# Case 330 turbo till



## brandenburgcattle42 (Sep 6, 2012)

Worked hay ground today for first time ever with a turbo till best soil prep tool I have ever used


----------



## deadmoose (Oct 30, 2011)

Nice looking equipment. Care to test it here? You could see how longitude and latitude affect performance.


----------



## Teslan (Aug 20, 2011)

How much power does your tractor need to pull that?


----------



## brandenburgcattle42 (Sep 6, 2012)

It is very effective on bean stubble. And will destroy corn stalks we love it works best around 10mph


----------



## brandenburgcattle42 (Sep 6, 2012)

Teslan said:


> How much power does your tractor need to pull that?


 every bit of 10hp per foot we have a 25' and 9130 case ih prolly pumpn 275 hp. Its a load


----------



## Teslan (Aug 20, 2011)

I figured it would take a large tractor.


----------



## Vol (Jul 5, 2009)

Brandenburg, if you have a chance I would like to see more pics of your turbo till.....I have heard nothing but good things from those that use the turbo till.

Regards, Mike


----------



## brandenburgcattle42 (Sep 6, 2012)

Vol said:


> Brandenburg, if you have a chance I would like to see more pics of your turbo till.....I have heard nothing but good things from those that use the turbo till.
> 
> Regards, Mike


I will work on that we traded in a 30' disc and never want that disc back. Does everything a disc does plus more


----------



## haybaler101 (Nov 30, 2008)

They are the rage here, every row crop farmer of any size has one and it is the only tillage tool a lot of them are using except for an inline ripper in the fall.
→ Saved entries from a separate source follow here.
PR #1826, opened 2021-07-29
Derma_StringRequest children access from obj

BullyHunter32:
made the children accessible from the returned object, used this for the AllowInput on the text entry, twas pretty handy.

### DIFF
--- a/garrysmod/lua/derma/derma_utils.lua
+++ b/garrysmod/lua/derma/derma_utils.lua
@@ -191,7 +191,7 @@ end
 
 --]]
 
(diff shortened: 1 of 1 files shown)


GitSparTV (changes requested):
pls don't do that this way, lua doesn't have optimizations in VM for detecting you are using the same value.
Revert them back to `local`, at the end of this code save the local `x` to `Window.x`

WilliamVenner:
Have needed this many times before, with the exact same use case :v

robotboy655:
Probably should only do this for the text entry itself, not for everything, or have AllowInput be a callback argument.

PR #1829, opened 2021-08-19
TTT PT-BR translation: fix inconsistencies

Tiagoquix:


vitordsouza:
Owner of the current only brazilian ttt server. The translation fixes proposed here are either not correct or completely not necessary. I ask you guys to not make a pull request for this update.

Tiagoquix:
> Owner of the current only brazilian ttt server. The translation fixes proposed here are either not correct or completely not necessary. I ask you guys to not make a pull request for this update.

I disagree. They are correct and I can justify each one.

``L.search_armor``: in the English translation, the written word is "nonstandard". At first, I translated it as "clandestino" (clandestine), since in Brazilian Portuguese, the word "atípico" (atypical) has a similar meaning to "clandestino" (clandestine). However, after playing TTT for a while after this change, I realized that this translation did not make much sense, as the same line that shows a Traitor was wearing a vest is also shown when a Detective was wearing a vest. And it would not make any sense for a Detective to wear a clandestine vest. So I translated it to "atípico" (atypical), as it makes more sense and is more suited for TTT.

``L.disg_hud``: Changing from "ativado" to "habilitado" was to actually correct an inconsistency. Everywhere, with the exception of ``L.disg_hud``, disguising was "habilitado" and not "ativado". To correct this inconsistency, then, I just changed it so that all the lines use the same word.

``L.tip17``: the current translation is weird. It is not wrong, but the way it was written looks like an automatic translation. I changed it to improve writing and also make it easier to understand. The current translation is not wrong, but it could be improved, so I made the change.

``L.confgrenade_name``: I just removed the uppercase there. It is unnecessary (yes, I have capitalized it myself, but now I am removing it, as "Granada de Impulso" is not exactly a proper noun to necessarily be capitalized).

All other changes that I have not mentioned here refer to prominal placement. You can read more here, in Brazilian Portuguese: https://www.educamaisbrasil.com.br/enem/lingua-portuguesa/colocacao-pronominal

vitordsouza:
The changes are mostly either not necessary or wrong:

- L.disg_hud: These words have equal meaning and use in the portuguese language. The supposed reason for the change is for 'consistensy purposes', but from a literary point of view this makes no sense what so ever. The more variety of words and synonyms you use in a text, the richer it gets. You don't stop yourself from using the word 'bug' because you already used 'insect' before. So this 'fix' changes nothing at meaning and only make the translation text poorer in value.

- L.tip17: The change distorced the meaning of the sentence. The english meaning goes as follows: "Are the innocents all grouped up and hard to pick off?". The meaning is that the the innocents are all togheter and are hard to kill. It isn't suggesting that the entire group is hard to kill, but that it is hard for traitors to even make a single kill. The change suggests that it is only hard to kill all of them at once. The proposed change in english is "Are the innocents all grouped up preventing a massacre?". It just makes the text more confusing without adding anything to the understanding of the meaning. The original is closer to the actual translation.

- L.tip22 : Is incorrect. This is a case of 'próclise' because of the interrogative pronoum "quem". So the original form "quem se curou" is the one correct and the change "quem curou-se" is incorrect. https://www.conjugacao.com.br/verbos-transitivos-e-intransitivos/

- L.set_avoid_det: Also incorrect. This is a case of 'próclise' because of the negative form of 'não' that comes before. The original form "não lhe selecionar" is the one correct, the change is wrong. https://www.soportugues.com.br/secoes/sint/sint73.php.

-L.confgrenade_name: is a bad change, the rest of the translation file in all languages puts all nouns in entity names of ammo, weapons and player states in uppercase. This happens both because these names are often used as titles and because it makes it easier to read them at the logs. However for some reason the grenades in the pt-br file were changed to only uppercase at the initial, away from the standard from the rest of the translation files.

In L.search_armor the author of the commit tries to fix a mistake he made when again changed the translation files without necessity and with little attention to the actual benefits of the changes.

Tiagoquix:
Thanks for your feedback. I made some changes based on it.

About ``L.search_armor``: the written word in English is "nonstandard", which when translated is the word "atypical", that has a similar meaning to "clandestine" in Portuguese. I did not translate wrong, but I ended up choosing the word that was not the most suitable.

Issue #558, opened 2024-03-24
Fix bug with equal alias


tnatt:
If multiple metadata exports are run on an object using the same instance of ExportData, in special cases the alias list can be appended with identical aliases.

For it to happen these conditions needs to be fulfilled:

- the name is not changed 
- there is an alias list in the config and the alias list provided does not contain the name.

To fix it add a check if the name already is present in the alias list before appending:
https://github.com/equinor/fmu-dataio/blob/1442842eae90954a65ffd5094a28546e6e02ecd5/src/fmu/dataio/providers/_objectdata_base.py#L197-L198

PR #559, opened 2024-03-24
CLN: Stop support for creating metadata with old time format

tnatt:
PR to stop creating metadata files with the old time format using the option `legacy_time_format=True`. Adresses #556 

The new format for time was enforced one year ago in https://github.com/equinor/fmu-dataio/pull/301, and there should be no need for generating metadata files with this old format any more. Metadata files generated with this option will be invalid and not possible to upload to SUMO.  

The option `legacy_time_format` was not removed now, but a warning will be raised saying it has no effect and will be removed in the future.

**Note**: 
The utility functionality `_utils.parse_timedata()`, for parsing timedata in existing metadata files (proprocessed/observations) converting it to new format, should be kept for a longer timeperiod to ensure existing files still can be used.


tests/test_units/test_rms_context.py
```diff
@@ -155,34 +155,31 @@ def test_regsurf_metadata_with_timedata_legacy(rmssetup, rmsglobalconfig, regsur
...
-    assert meta1["data"]["time"][1]["label"] == "moni"
+    # new format should be present in the metadata files
+    assert meta1["data"]["time"]["t0"]["value"] == "2010-02-03T00:00:00"
+    assert meta1["data"]["time"]["t0"]["label"] == "base"
+    assert meta1["data"]["time"]["t1"]["value"] == "2030-01-01T00:00:00"
+    assert meta1["data"]["time"]["t1"]["label"] == "moni"
 
-    meta1 = edata.generate_metadata(
+    # check that metadata are equal independent of legacy_time_format
+    dataio.ExportData.legacy_time_format = False
```
perolavsvendsen, line 176: Should this be True, not False? Also, should call to generate_metadata below be wrapped in a check for the produced warning?

perolavsvendsen (commented):
Looks like a nice cleanup which is probably long over-due 👍 See question regarding the tests.

tests/test_units/test_rms_context.py
tnatt: No it is meant as is 🙂 The first call to create metadata is with the option `legacy_time_format=True`, and that one is wrapped in the `pytest.warn`. This second call is with the option `legacy_time_format=False` and then it is checked that the metadata produced for `data.time` are equal to the first run. I was actually going to check the `data` block all together, but the test failed leading me to find a bug #558 👍

perolavsvendsen (approved):
:+1:

PR #560, opened 2024-03-25
CLN: Create ExistingDataProvider directly

mferrera:
Rather than keeping existing metadata as an optional argument for all data providers, if existing metadata exists just create the class directly from it.


tnatt (approved):
Looks like a nice cleanup to me 🙂

jcrivenaes (approved):
Looks fine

I just can't justify $50 grand for one on my farm size.


----------



## Teslan (Aug 20, 2011)

I would like one also, but we don't rotate out of hay ground enough to make use of it. That and also don't have a tractor powerful enough for one.


----------



## mlappin (Jun 25, 2009)

Technically Great Plains makes the Turbo Till which uses the turbo till blade but the gangs are mounted straight across the machine. They are all the rage around here, even the guys that don't no-till use em to make stalks easier to run thru the next tillage pass or to dry up already worked ground.

I agree about the 50k price tag though. We bought coulter assembly's that you bolt on your chisel plow in place of your points. Works rather well for considerably less than 50K but I didn't build our 25' chisel plow to handle the vibrations that running at 10mph creates. Never had any welds crack but play hell keeping u bolts and the pivot bolts in the shank assembly's tight.
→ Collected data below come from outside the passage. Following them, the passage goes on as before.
PR #563, opened 2024-04-02
CI: Update actions using deprecated node.js

### LINKED ISSUE #562: Update actions using deprecated node.js version
Workflows using actions issuing a warning should be updated, e.g. all of them using `setup-python@v4` to use `v5`. This deprecation will hit "spring".

mferrera:
Resolves #562

Also removes some redundant matrix strategies with non-matrix setups, adds some formatting, and specifies an accidentally omitted Python version.

cf. https://github.blog/changelog/2023-09-22-github-actions-transitioning-from-node-16-to-node-20/

### DIFF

Get very little if any leveling effect from running the chisel plow with the counters, so replaced it this winter with a 30' Phoenix til-lite. Front runs a slightly angled gang like your Case does but it has like very heavy duty mudflaps mounted behind the gangs to keep from throwing dirt too far out then in the back instead of another gang it uses a Phoenix harrow to level and bring the dirt back in.
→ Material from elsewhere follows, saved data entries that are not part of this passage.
PR #566, opened 2024-04-03
CLN: Adjust ObjectDataProvider typing

### LINKED ISSUE #565: Use top-level types for `DerivedObjectDescriptor`
Currently in the objectdata provider base we have

https://github.com/equinor/fmu-dataio/blob/22c62d5ef6de30909d116a136677eea555e6c947/src/fmu/dataio/providers/objectdata/_base.py#L28-L38

(plus some others).

These types are redundant from the top-level types definitions

https://github.com/equinor/fmu-dataio/blob/22c62d5ef6de30909d116a136677eea555e6c947/src/fmu/dataio/types.py#L66-L76

These may become further redundant with the Pydantic models, but this is a small first clean-up to homogenize these values.

mferrera:
Resolves #565

### DIFF
--- a/src/fmu/dataio/providers/objectdata/_base.py
+++ b/src/fmu/dataio/providers/objectdata/_base.py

http://www.fastline.com/v100/Phoenix-TILL-LITE-XL-JD-EQUIPMENT-INC-LANCASTER-OH-equipment-detail-00ebe240-d231-4a6e-be34-e7938aacd1af.aspx


----------



## brandenburgcattle42 (Sep 6, 2012)

We notill over 1000 acres of beans every year into standing corn stalks and when it comes time to work the the stubble down these new hybrids of corn are tough and residue doesn't break down and we can't get a field cultivator through it so we run the 330 on stubble in the fall and what u see in the pic is the results and looks just as good with our cultivator. Residue management is important ahead of corn because it can tie a lot of nitrogen up feeding microbes trying to break down the residue.

And now great plains is going on angles with theit blades to get the destruction action case does. It depends on the application for which vertical tillage tool you need.


----------



## mlappin (Jun 25, 2009)

I think it's the Turbo TIll Max that has the option of running the gangs at 0-5 degrees, which of course is even more $$$ than a standard turbo till.

All the experts whether in person at a conference or in articles claim the best route is not to do any vertical tillage, of course I'm also making $300/ton hay wrong according to most experts.


----------



## mlappin (Jun 25, 2009)

Not the brand we bought for our chisel plow, but very similar, http://www.wil-rich....t/Overview.aspx


----------



## jblydorp (Dec 17, 2012)

Did you go straight into burnt down hay with that or did you plow first?


----------



## mlappin (Jun 25, 2009)

We like to spray hayfields in the fall with 2-4d and roundup that will be planted to corn the next year. Last spring I did spray some the first of April and had no problems no-tilling them to corn, nice stand with good yields.


----------



## jblydorp (Dec 17, 2012)

so you can make the field look like it does in that picture just by spraying it and then turbo-tilling it? That is very impressive! How many passes over the field?


----------



## NDVA HAYMAN (Nov 24, 2009)

So, why not just shred the residue and plant your beans into that?


----------



## brandenburgcattle42 (Sep 6, 2012)

jblydorp said:


> so you can make the field look like it does in that picture just by spraying it and then turbo-tilling it? That is very impressive! How many passes over the field?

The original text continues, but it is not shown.